In this course, you'll learn how to build a source-aligned Data Product from the ground up. By following each step and completing the checklists, you’ll learn how to connect, ingest, and shape source data into a product-ready asset on DataOS.


🌟 What you’ll learn

By the end of this course, you’ll be able to:

  • Create source-aligned Data Products
    Understand the concepts and build a working Data Product using DataOS.

  • Connect, explore, and ingest Data
    Use depots to connect with source systems, explore external data using Scanner and Workbench, and build Flare workflows for ingestion and transformation.

  • Define data quality and set up monitoring
    Define SLOs, run Soda quality checks, and configure monitors and pagers for reliable, observable data workflows.

  • Deploy and register Data Products
    Package your work into a bundle, create the Data Product spec, deploy it, and make it searchable in the Data Product Hub.


📘 Scenario

You’re part of a retail company’s data team. You’ve been asked to build a Retail Data Product that makes customer, product, and sales data clean, trusted, and usable for dashboards, analytics, and future Data Products. Right now, this raw data is scattered across databases and blob storage—messy, inconsistent, and full of nulls and duplicates.
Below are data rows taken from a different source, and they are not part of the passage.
PR #318, opened 2021-11-30
Accessibility trip form buttons

fpurcell:
- Add ariaLabel and ariaChecked to TripOptions/OptionButton(s).
- Adds aria label to the (?) image for shared modes, to describe via screen reader what those buttons opened up.
- git ignore / cleanup

### DIFF
--- a/packages/trip-form/src/TripOptions/styled.ts
+++ b/packages/trip-form/src/TripOptions/styled.ts
@@ -8,7 +8,7 @@ import { isServerEnv } from "./util";
 import type { ButtonProps } from "./Checkbox"
 
 // todo: move this string to localization file (and possibly add more exact info on each particular mode)
-const modeButtonAriaLabel = "Opens a dialog that describes this mode, with optional to third party services.";
+const modeButtonAriaLabel = "Opens a dialog that describes this mode, with optional links to third party services.";
 
 export const TripOptionsContainer = styled.div`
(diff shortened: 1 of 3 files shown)


packages/trip-form/src/TripOptions/styled.ts
```diff
@@ -7,6 +7,9 @@ import { isServerEnv } from "./util";
 // eslint-disable-next-line prettier/prettier
 import type { ButtonProps } from "./Checkbox"
 
+// todo: move this string to localization file (and possibly add more exact info on each particular mode)
+const modeButtonAriaLabel = "Opens a dialog that describes this mode, with optional links to third party services.";
```
miles-grant-ibigroup, line 11: I worry it might be a pain to insert i18n strings from within the styled file. Is there a reason to not pass this string in via prop?

miles-grant-ibigroup (approved):
This looks great! Thanks so much for doing this. 

One quick thing I'd do before assigning to Binh is merge master into this branch, as the gitignore change you made is now also merged in master, so probably best to make sure the merge will be clean.

packages/trip-form/src/TripOptions/styled.ts
fpurcell: good suggestion, Miles .. done.

binh-dam-ibigroup (approved):
LGTM!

Your goal? Build a source-aligned Data Product that keeps the raw structure but makes the data usable. You’ll apply quality checks, transform formats, enforce governance, and organize it around real business entities and make them available for the downstream use.


📚 Learning modules

Module 1: Understand Source-Aligned Data Products


Module 2: Connect to Raw Data Sources


Module 3: Explore Metadata and Raw Data


Module 4: Ingest and Transform Data


Module 5: Add Quality Checks


Module 6: Set Up Monitoring & Alerts


Module 7: Deploy Your First Source-aligned Data Product


How to use these modules

Each module in this track is designed for self-paced, hands-on learning.

To follow along:

  1. Open your preferred code editor and create a new file with a .yaml extension.
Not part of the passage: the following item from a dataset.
PR #322, opened 2021-12-15
Render Flex Legs as arcs in Itinerary View

miles-grant-ibigroup:
This is a small change to not use the OTP-generated shapes. These could often be inaccurate.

  2. Based on your objective (e.g., creating a data pipeline, configuring access policies), copy the relevant YAML snippets provided in the training materials.
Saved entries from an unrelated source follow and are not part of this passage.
PR #312, opened 2021-11-16
TripOptions Icon Bugfixes

miles-grant-ibigroup:
This PR will encompass a number of icon-related bugfixes. It also slightly adjusts the styles and adds some props to support style overrides

PR #323, opened 2021-12-15
Trip form i18n and TypeScript

binh-dam-ibigroup:


fpurcell (approved):
Looks good, Binh (lot of work / changes).  Looking forward to getting this merged.

fpurcell (commented):
BTW, I'm a bit lost on all the recent merges ... hoping to see #312 and all the other trip form work merged into an upcoming release.  (BTW, one thing I don't see in this PR's storybook are the company icons in the buttons of the new mode selector).   Let me know if I can help...

packages/trip-form/src/DateTimeSelector/index.tsx
```diff
@@ -0,0 +1,280 @@
...
+  isSelected?: boolean;
+  text: ReactNode;
+  type: DepartArriveValue;
+}
+
+/**
+ * Determines whether the browser supports a particular <input type=<type> /> control,
+ * so we can take advantage of native controls
+ * (especially date/time selection) on modern (mobile) browsers.
+ * @param {*} type One of the HTML5 input types.
```
miles-grant-ibigroup, line 80: Is it worth trying to list these out? Are they in some package somewhere

packages/trip-form/src/SettingsSelectorPanel.story.tsx
```diff
@@ -0,0 +1,156 @@
...
+
+import commonCompanies from "./__mocks__/companies";
+import commonModesEmpty from "./__mocks__/modes-empty";
+import trimet from "./__mocks__/trimet-styled";
+
+import englishMessages from "../i18n/en-US.yml";
+import frenchMessages from "../i18n/fr.yml";
+
+// Customize a few strings from query-params to demonstrate French locale.
+// Normally, a translator would go through the entire query-params file.
```
miles-grant-ibigroup, line 16: Are we decided on this approach? Would it not be possible for the query-params file to contain internationalization keys that then get fed through `formatMessage` here? That feels cleaner than creating many query-params files (in case the query params ever update)

packages/trip-form/src/__mocks__/modes-fr.ts
```diff
@@ -0,0 +1,193 @@
...
+    },
+    {
+      image: "https://trimet.org/global/img/mode-max.png",
+      mode: "TRAM",
+      label: "MAX & Portland Streetcar"
+    },
+    {
+      image: "https://trimet.org/global/img/mode-wes.png",
+      mode: "RAIL",
+      label: "WES Trains régionaux"
```
miles-grant-ibigroup, line 20: Here again would it not maybe make more sense to store internationalization keys?

packages/trip-form/src/types.ts
```diff
@@ -0,0 +1,113 @@
...
+export interface QueryParamChangeEvent {
+  [key: string]: string | number | boolean;
+}
+
+/**
+ * Describes the text/value pair for each query parameter option.
+ */
+export interface QueryParamOptions {
+  text: string;
+  value: SVGForeignObjectElement;
```
miles-grant-ibigroup, line 16: Is a QueryParam value always an SVG?

miles-grant-ibigroup (commented):
More complex than I expected with the default messages, but it makes sense and is a good solution for those who don't want to deal with internationalization.

I just have a few small architecture questions

packages/trip-form/src/types.ts
binh-dam-ibigroup: Good catch... must have been an auto-complete thing.

binh-dam-ibigroup:
@miles-grant-ibigroup hopefully this is ready for review again after what we discussed regarding having query params readily localizable.

miles-grant-ibigroup (approved):
This looks great and implementing it in otp-rr also works great and is easy and painless.  

The default strings are cool, but make implementation difficult, as the ids are no longer rendered by default. This can make it tricky to understand if localization is working correctly. Perhaps we could add some `console.warn` message? But that's quite subjective and definitely not a blocking change. 

Thanks for figuring out how to handle these complex config files!

binh-dam-ibigroup:
> Perhaps we could add some `console.warn` message? 

React-intl already displays warnings like the one below that when a language string is missing:
```
Error: [@formatjs/intl Error MISSING_TRANSLATION] Missing message: "otpUi.queryParameters.maxWalkDistance" for locale "fr", using default message as fallback.
```

philip-cline (approved):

  3. Modify the snippets as needed to suit your use case—update names, paths, and credentials as appropriate.

  4. Login to your DataOS training instance via the CLI.

  5. Use the dataos-ctl apply command to deploy and test your changes.

Each section includes specific instructions and configuration details to guide you through the process.

Checklist for success

Make sure you complete the following:

  • ✅ CLI installed and initialized
  • ✅ Depot manifests created using Instance Secrets
  • ✅ Data explored via Workbench and metadata viewed in Metis
  • ✅ Ingestion pipelines built and verified
  • ✅ SLOs defined and implemented using SodaCL
  • ✅ Quality monitored in Metis with SLO trends and alerts
  • ✅ Data Product deployed and visible to intended users

You’re all set to create your first source-aligned Data Product. Let’s get started!